HOODWINKED includes the entire text of several crucial declassified documents, including the October 2002 CIA White Paper, the October 2002 letter from DCI George Tenet to Senate Intelligence Committe Chair Bob Graham, the December 2002 State Department/CIA Fact Sheet, the May 2003 CIA/DIA paper on biological warware production plants, and the June 2003 Pentagon press briefing. Prados meticulously compares the information presented in these documents to Administration statements and documents the manipulations and distortions -- the lies. He focuses on four issues -- 1) the Iraqi nuclear program, 2) unmanned aerial vehicles, 3) uranium from Niger, and 4) Saddam Hussein's supposed links to Al Qaeda and 9/11.
I see it as interesting and suspicious that the Senate's report on Iraq intelligence has been buried by the press as it turned to the more recent release of the 9/11 Commission report. If the public knew how systematically Cheney & Rumsfeld twisted the intelligence in order to get the outcome they wanted, Bush wouldn't stand a snowball's chance in hell of reelection.
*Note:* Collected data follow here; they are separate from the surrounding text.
Issue #329, opened 2017-01-26
Open keyboard when starting composing a reply


timabbott:
When you touch a message body to reply, we should probably open the keyboard in order to save 1 click in starting a reply (one of the most common things folks will be doing).

vishwesh3:
Will send a PR soon.

PR #333, opened 2017-01-26
Fix:#329 Pop keyboard on Fab click

vishwesh3:
PR addressing issue #329 
Also pop when message is clicked at home

### DIFF
--- a/app/src/main/java/com/zulip/android/activities/ZulipActivity.java
+++ b/app/src/main/java/com/zulip/android/activities/ZulipActivity.java
@@ -1042,8 +1042,24 @@ public class ZulipActivity extends BaseActivity implements
                 displayChatBox(true);
                 displayFAB(false);
                 fabHidder.start();
+                showSoftKeyboard();
+                if (TextUtils.isEmpty(streamActv.getText().toString())) {
+                    streamActv.requestFocus();
+                } else if (TextUtils.isEmpty(topicActv.getText().toString())) {
+                    topicActv.requestFocus();
+                } else {
+                    messageEt.requestFocus();
+                }
             }
         });
+    }
+
+    /**
+     * Shows soft keyboard
+     */
+    private void showSoftKeyboard() {
+        InputMethodManager imm = (InputMethodManager) getSystemService(Context.INPUT_METHOD_SERVICE);
+        imm.toggleSoftInput(InputMethodManager.SHOW_IMPLICIT,InputMethodManager.HIDE_IMPLICIT_ONLY);
     }
 
     private void displayChatBox(boolean show) {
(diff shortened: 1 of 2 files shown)


smarx:

Sam1301:
@vishwesh3 this looks great :+1: , the code looks fine to me.

vishwesh3:
**Update**
- Check which editText to give focus
- onPause hide keyboard (if user presses home button or switch to another app)

@Sam1301 Can you please review updated changes? :)

app/src/main/java/com/zulip/android/activities/ZulipActivity.java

I would like to make a point about our government's propaganda that everyone seems to ignore. The very term and concept of WEAPONS OF MASS DESTRUCTION lumps together two very different things -- nuclear weapons on the one hand, and chemical & biological weapons on the other. If the public was clear that there was no way Iraq could have hidden a nuclear weapons program with the inspections regime in place, which is what all informed analysts knew, then the perceived threat would have been very different. The "mass destruction capability" of chemical & biological weapons is simply nowhere near as great as that of nuclear weapons. So even if there were stockpiles of chemical weapons, as most analysts suspected, this was not something to be terribly afraid of. How would Iraq deliver large amounts of chemical weapons, or even a primitive atomic bomb, to the U.S.? When you actually think about it, the prospect is ludicrous, but most people were easily scared by the idea of WMD as an umbrella category, not knowing exactly what was in it or how dangerous it was. Never mind that the U.S. government has plenty of WMD, including big anti-personnel bombs that are not ordinarily considered to be WMD at all.
There is a ton of junk information in the world these days, thanks to the internet. HOODWINKED is the prime stuff -- it is the crucial information that U.S. citizens need in order to make the right decision this November. That is if Bush avoids impeachment when people discover the truth.